When was the young plan agreed
The final plan was a generous attempt to support German through her financial pain. Another aspect of the Young Plan designed to support Germany was the actual requirement of repayment per year. However, the other two-thirds only had to be paid if Germany could afford to do so in a manner that would not harm her economic development.
Businessmen in America saw two benefits in this. First, Germany could become a valuable trading partner with the US. Secondly, there was the constant fear that communism might spread from the USSR. In the UK there was still a lot of bitterness over the war — the huge memorial at Thiepval had been started in and was not finished by the time the Young Plan was signed.
The Young Plan allowed Germany to reschedule the payment of its remaining annual war indemnity, and its repayments relating to its public debt as a result of many loans. The Young Plan was never really executed due to the consequences of the crisis. The interested powers agreed to convene a committee of experts charged with the responsibility of discussing the reparations. In , Owen D. Young chaired the committee of experts. As a guarantee, the experts of the Dawes Plan had the Reichsbahn: this railway company was supervised by a high commissioner and a partly foreign board of directors.
Indeed, the Dawes Plan did not establish the exact amount of money that Germany owed: it only calculated 20 billion gold marks. Therefore, the main question was how long it would take Germany to pay the rest of its debt and interests.

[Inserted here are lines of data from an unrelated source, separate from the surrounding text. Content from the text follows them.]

PR #63, opened 2021-04-21
Enable local testing with fake dealbot

hannahhoward:
# Goals

Provide a local setup that does not require Lotus at all

# Implementation

- Enable a full local testing node by using a deal bot that simply reports statuses without making
deals. 
- With this mock dealbot, we can setup a docker-compose stack that will run everything up to
prometheus (along with postgres) so that you can work with all parts of the stack that are not
lotus. 
- Also adds command lines for queue-ing storage and retrieval in the controller at the command line.
- The mock dealbot can be adjusted to produce different rates of success or failure and also shorter or longer task times.

# For Discussion

The one downside here is the work to maintain the fake dealbot along with the real one... perhaps there is a way to make it lest duplicative? Will think about it.


docker-compose.yml
```diff
@@ -0,0 +1,36 @@
...
+  controller:
+    build: .
+    command: ["controller", "--listen", ":8764", "--metrics", "prometheus", "--driver", "postgres", "--dbloc", "postgresql://admin:dealbot-admin@db:5432/dealbot?sslmode=disable"]
+    ports:
+      - "8764:8764"
+    depends_on: 
+      - db
+  dealbot:
+    build: .
+    command: ["mock", "--endpoint", "http://controller:8764"]
```
willscott, line 19: since this is just a testing compose setup, we should probably give it a more appropriate name?

hannahhoward: sure!

willscott (approved):

PR #999, opened 2024-05-14
Ensure schedule checks apply only to releases

simonbaird:
Make it so the "no Friday deploys" rule (for example) is used only for EC checks in release pipelines, and not for EC checks in regular pre-merge or post-merge CI pipelines.

Whether we're in a release pipeline is determined by checking the value of the new `pipeline_intention` rule data key.

See also:
* https://github.com/enterprise-contract/ec-cli/pull/1604
* https://github.com/konflux-ci/release-service-catalog/pull/409

Notes:
* Set a null default for the pipeline_intention rule data value since the standard default of an empty list seems less useful.
* This should allow the revert here to be unreverted: https://github.com/release-engineering/rhtap-ec-policy/pull/12

Ref: https://issues.redhat.com/browse/EC-293

### DIFF
--- a/policy/release/schedule.rego
+++ b/policy/release/schedule.rego
@@ -14,7 +14,9 @@ import data.lib
 # title: Weekday Restriction
 # description: >-
 #   Check if the current weekday is allowed based on the rule data value from the key
-#   `disallowed_weekdays`. By default, the list is empty in which case *any* weekday is allowed.
+#   `disallowed_weekdays`. By default, the list is empty in which case *any* weekday is
+#   allowed. This check is enforced only for a "release" pipeline, as determined by
+#   the value of the `pipeline_intention` rule data.
 # custom:
 #   short_name: weekday_restriction
 #   failure_msg: '%s is a disallowed weekday: %s'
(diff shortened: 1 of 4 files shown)


simonbaird:
The branch name is a bit wrong here, but never mind.

policy/release/schedule.rego
```diff
@@ -64,10 +66,19 @@ deny contains result if {
...
 	some error in _rule_data_errors
 	result := lib.result_helper(rego.metadata.chain(), [error])
 }
 
+# We want these checks to apply only if we're doing a release. Detect that by checking
+# the `pipeline_intention` value which is set to "release" for Konflux release pipelines.
+default _schedule_restrictions_apply := false
+
+_schedule_restrictions_apply if {
+	lib.rule_data("pipeline_intention") == "release"
```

The expert panel was therefore convened by Owen D. Young to follow up on the Dawes Plan, that is, to reschedule the payments. In , the French political world, although open to the German issue, notably expressed some criticisms towards the Bank for International Settlements.
One of the concerns was that the bank could become a political power since it lent money to governments, and as a consequence, could weigh on European politics. In theory, the German public had no reason to protest against the acceptance of the Young Plan, proposed unanimously by the experts. However, in practice the very wording of the plan, which proposed a refund until , caused its detractors to complain. However, the law was rejected by the Reichstag and by the referendum.
The Young Plan was opposed by some parts of the political spectrum in Germany despite how it effectively reduced the obligations of the country.
The conservative groups were the most outspoken in opposition to reparations. This was suggested to renounce the reparations, and the cooperation of any German official would be a criminal offence. The said proposal would be automatically be put to a national referendum if the Reichstag voted against the law.
The Liberty Law proposal was officially accepted on October 16, The government staged demonstrations against the Liberty law while the National Socialists and other groups held large public rallies to collect signatures.
The coalition succeeded in collecting enough names to put the Liberty Law proposal before the Reichstag. But surprisingly, this crisis was followed by a period of relative stability and success. The period was a time when the Weimar economy recovered and cultural life in Germany flourished.
This dramatic turnabout happened in large part because of the role played by Gustav Stresemann who became Chancellor in August during the hyperinflation crisis. This was a time when prices in Germany went up quicker than people could spend their money and the German currency lost its value.
He did this in just three months by:. Gustav Stresemann's Nobel Peace Prize speech. They agreed to renegotiate payments and this led to two new repayment plans in the next 5 years:.